• [Task brief]: Below are entries; output exactly the lines from the one with "- [x] Muon unit" to the one with "larger group, the", both included, and nothing else.

(Stored items)

================================

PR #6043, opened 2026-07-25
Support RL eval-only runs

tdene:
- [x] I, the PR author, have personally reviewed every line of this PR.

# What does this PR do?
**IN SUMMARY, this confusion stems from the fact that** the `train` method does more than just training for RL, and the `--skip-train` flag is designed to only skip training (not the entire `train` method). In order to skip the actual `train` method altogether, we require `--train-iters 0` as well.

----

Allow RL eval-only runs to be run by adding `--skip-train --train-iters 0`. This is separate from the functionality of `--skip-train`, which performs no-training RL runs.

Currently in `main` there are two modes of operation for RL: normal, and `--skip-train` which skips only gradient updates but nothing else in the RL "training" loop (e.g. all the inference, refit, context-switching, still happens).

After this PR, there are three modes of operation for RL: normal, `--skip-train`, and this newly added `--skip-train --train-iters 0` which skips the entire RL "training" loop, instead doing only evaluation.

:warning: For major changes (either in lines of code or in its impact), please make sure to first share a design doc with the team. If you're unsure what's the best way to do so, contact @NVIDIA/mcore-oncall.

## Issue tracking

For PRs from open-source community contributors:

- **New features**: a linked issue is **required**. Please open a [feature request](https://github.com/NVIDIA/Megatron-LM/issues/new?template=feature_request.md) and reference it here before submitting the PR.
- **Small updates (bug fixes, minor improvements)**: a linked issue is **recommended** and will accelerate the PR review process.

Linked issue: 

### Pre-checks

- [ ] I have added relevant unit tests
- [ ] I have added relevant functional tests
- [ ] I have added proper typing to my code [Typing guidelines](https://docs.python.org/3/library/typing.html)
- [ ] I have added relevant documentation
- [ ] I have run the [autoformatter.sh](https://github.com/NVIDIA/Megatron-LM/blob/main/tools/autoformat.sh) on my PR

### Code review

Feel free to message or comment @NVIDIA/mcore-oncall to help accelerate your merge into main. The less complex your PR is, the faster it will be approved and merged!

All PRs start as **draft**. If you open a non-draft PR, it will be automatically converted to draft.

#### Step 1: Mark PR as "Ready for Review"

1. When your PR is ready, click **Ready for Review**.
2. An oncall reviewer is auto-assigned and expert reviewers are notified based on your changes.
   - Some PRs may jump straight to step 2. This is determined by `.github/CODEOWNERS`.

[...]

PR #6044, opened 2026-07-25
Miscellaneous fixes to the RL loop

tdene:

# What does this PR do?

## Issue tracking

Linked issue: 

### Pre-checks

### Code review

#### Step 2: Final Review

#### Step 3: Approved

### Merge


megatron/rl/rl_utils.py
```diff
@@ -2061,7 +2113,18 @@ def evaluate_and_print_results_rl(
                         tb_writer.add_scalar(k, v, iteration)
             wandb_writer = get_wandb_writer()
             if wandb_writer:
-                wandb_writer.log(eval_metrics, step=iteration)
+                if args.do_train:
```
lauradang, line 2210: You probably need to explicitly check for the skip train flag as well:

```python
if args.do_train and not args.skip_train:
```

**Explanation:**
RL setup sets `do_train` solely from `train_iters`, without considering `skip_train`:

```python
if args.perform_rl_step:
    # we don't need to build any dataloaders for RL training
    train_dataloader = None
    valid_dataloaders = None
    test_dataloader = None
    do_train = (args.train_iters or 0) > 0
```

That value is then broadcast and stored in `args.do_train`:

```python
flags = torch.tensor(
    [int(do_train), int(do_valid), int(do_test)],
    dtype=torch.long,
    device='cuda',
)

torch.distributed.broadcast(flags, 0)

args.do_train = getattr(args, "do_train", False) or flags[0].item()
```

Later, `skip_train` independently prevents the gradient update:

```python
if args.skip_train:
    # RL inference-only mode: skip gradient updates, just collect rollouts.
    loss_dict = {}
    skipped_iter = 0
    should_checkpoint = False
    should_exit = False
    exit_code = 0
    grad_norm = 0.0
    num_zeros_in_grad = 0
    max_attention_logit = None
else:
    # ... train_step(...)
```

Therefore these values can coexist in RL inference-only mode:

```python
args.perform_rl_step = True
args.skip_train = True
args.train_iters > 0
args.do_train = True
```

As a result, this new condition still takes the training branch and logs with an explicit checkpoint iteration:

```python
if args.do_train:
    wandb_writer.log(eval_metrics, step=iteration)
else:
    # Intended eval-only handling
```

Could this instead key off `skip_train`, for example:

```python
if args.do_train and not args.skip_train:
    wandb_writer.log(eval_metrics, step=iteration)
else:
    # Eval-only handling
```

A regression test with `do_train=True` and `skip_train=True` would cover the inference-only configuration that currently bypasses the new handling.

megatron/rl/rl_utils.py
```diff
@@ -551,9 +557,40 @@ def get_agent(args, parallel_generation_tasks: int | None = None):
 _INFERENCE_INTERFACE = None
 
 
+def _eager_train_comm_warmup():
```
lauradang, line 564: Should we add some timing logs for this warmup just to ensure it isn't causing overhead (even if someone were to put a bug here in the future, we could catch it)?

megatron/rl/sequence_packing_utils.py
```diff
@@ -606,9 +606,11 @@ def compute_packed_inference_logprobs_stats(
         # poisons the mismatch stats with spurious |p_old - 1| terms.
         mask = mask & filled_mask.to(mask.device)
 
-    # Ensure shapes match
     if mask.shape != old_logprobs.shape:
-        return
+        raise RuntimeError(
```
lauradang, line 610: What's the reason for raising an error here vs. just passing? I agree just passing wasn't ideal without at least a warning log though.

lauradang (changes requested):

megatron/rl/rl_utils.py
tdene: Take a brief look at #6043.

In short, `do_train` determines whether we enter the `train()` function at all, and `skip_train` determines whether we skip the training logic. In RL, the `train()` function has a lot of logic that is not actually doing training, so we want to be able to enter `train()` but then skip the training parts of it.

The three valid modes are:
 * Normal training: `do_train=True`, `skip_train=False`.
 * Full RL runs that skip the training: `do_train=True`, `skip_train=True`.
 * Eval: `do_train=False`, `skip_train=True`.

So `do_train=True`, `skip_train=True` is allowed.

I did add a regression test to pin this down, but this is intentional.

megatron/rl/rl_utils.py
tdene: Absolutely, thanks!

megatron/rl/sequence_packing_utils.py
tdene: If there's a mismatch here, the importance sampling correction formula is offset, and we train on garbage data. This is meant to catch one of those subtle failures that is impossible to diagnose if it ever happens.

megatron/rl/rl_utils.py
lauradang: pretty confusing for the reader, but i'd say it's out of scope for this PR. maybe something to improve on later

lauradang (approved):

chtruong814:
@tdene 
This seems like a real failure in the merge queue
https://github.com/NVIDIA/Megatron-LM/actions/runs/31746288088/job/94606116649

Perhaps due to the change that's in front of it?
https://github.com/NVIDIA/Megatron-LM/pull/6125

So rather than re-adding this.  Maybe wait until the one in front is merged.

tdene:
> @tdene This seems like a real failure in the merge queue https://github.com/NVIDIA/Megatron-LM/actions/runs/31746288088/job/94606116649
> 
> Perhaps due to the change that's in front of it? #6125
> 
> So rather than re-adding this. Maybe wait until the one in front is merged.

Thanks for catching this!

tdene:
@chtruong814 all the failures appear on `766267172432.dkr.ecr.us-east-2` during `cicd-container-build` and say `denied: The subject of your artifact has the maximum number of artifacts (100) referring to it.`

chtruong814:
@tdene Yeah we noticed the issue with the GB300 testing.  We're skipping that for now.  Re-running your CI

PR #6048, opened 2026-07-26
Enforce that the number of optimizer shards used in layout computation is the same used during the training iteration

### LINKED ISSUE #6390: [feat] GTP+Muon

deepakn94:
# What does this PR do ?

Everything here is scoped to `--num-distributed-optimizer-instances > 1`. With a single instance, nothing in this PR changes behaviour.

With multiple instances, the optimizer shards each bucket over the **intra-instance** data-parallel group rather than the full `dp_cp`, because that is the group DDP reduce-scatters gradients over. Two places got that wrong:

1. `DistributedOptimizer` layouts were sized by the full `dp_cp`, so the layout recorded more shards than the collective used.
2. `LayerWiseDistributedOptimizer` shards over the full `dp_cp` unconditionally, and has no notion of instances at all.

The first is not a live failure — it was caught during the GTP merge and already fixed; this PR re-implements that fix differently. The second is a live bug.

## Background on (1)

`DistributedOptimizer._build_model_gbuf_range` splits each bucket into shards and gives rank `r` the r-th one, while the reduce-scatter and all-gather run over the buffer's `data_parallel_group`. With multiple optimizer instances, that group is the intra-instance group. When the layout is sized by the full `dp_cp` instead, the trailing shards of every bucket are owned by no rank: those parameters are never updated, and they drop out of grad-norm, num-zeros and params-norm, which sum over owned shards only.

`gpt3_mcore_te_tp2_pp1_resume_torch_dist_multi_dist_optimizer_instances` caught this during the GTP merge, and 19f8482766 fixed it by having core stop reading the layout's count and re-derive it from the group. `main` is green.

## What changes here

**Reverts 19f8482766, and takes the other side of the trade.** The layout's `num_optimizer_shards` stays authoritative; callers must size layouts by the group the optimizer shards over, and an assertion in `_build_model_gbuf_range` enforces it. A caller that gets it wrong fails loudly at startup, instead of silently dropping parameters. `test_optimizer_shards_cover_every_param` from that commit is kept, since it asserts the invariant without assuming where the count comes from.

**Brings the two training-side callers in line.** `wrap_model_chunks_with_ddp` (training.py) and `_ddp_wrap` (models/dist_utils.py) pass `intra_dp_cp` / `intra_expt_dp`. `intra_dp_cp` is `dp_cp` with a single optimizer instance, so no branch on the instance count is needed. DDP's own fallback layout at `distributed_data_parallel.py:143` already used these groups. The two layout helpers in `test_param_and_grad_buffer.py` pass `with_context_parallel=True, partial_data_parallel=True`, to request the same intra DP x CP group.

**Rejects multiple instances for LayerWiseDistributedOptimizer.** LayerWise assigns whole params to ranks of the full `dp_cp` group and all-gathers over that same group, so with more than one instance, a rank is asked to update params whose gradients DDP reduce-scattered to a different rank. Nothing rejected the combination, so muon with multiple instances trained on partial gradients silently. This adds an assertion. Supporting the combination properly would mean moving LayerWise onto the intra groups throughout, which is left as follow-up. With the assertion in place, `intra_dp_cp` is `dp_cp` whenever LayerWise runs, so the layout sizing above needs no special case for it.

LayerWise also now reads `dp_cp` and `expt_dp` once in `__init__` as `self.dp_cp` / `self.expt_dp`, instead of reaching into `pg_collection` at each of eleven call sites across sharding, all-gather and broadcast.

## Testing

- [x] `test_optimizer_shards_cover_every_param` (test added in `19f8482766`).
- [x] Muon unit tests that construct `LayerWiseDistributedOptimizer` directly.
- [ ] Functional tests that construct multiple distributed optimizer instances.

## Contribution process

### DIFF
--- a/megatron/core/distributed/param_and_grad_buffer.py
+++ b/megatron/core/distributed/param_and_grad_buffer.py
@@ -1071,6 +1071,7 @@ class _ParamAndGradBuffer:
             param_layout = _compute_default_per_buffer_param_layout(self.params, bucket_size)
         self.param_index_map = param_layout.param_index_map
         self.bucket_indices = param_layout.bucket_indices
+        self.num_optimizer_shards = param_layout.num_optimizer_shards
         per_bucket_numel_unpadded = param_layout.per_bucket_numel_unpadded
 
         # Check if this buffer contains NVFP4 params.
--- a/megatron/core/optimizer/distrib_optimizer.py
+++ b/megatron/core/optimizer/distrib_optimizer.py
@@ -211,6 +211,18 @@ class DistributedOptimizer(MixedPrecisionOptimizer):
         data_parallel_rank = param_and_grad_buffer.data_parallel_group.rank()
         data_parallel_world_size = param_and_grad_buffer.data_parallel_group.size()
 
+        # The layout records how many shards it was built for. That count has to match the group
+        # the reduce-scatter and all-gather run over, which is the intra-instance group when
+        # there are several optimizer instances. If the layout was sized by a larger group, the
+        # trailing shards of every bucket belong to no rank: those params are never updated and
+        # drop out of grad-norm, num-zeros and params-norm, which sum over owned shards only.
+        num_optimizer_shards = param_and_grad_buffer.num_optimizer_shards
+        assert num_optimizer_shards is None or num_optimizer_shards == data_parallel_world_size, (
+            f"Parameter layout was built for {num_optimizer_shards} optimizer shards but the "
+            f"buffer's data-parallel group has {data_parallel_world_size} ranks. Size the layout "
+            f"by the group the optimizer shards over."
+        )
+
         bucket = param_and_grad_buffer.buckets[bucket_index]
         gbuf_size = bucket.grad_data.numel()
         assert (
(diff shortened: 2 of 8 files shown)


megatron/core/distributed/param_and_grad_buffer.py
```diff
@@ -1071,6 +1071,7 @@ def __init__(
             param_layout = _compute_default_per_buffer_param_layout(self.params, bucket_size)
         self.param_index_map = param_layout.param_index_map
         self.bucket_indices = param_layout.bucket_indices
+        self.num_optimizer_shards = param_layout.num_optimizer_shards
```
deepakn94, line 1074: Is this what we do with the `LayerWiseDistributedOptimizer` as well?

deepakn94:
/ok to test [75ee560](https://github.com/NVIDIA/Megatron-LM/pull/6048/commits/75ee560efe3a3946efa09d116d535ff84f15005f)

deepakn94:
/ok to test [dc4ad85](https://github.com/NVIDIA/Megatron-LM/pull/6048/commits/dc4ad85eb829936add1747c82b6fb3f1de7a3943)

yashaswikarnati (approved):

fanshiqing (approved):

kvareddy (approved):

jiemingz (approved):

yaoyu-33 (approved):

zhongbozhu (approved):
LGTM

================================

• [Response to the exercise]:
- [x] Muon unit tests that construct `LayerWiseDistributedOptimizer` directly.
- [ ] Functional tests that construct multiple distributed optimizer instances.

## Contribution process

### DIFF
--- a/megatron/core/distributed/param_and_grad_buffer.py
+++ b/megatron/core/distributed/param_and_grad_buffer.py
@@ -1071,6 +1071,7 @@ class _ParamAndGradBuffer:
             param_layout = _compute_default_per_buffer_param_layout(self.params, bucket_size)
         self.param_index_map = param_layout.param_index_map
         self.bucket_indices = param_layout.bucket_indices
+        self.num_optimizer_shards = param_layout.num_optimizer_shards
         per_bucket_numel_unpadded = param_layout.per_bucket_numel_unpadded
 
         # Check if this buffer contains NVFP4 params.
--- a/megatron/core/optimizer/distrib_optimizer.py
+++ b/megatron/core/optimizer/distrib_optimizer.py
@@ -211,6 +211,18 @@ class DistributedOptimizer(MixedPrecisionOptimizer):
         data_parallel_rank = param_and_grad_buffer.data_parallel_group.rank()
         data_parallel_world_size = param_and_grad_buffer.data_parallel_group.size()
 
+        # The layout records how many shards it was built for. That count has to match the group
+        # the reduce-scatter and all-gather run over, which is the intra-instance group when
+        # there are several optimizer instances. If the layout was sized by a larger group, the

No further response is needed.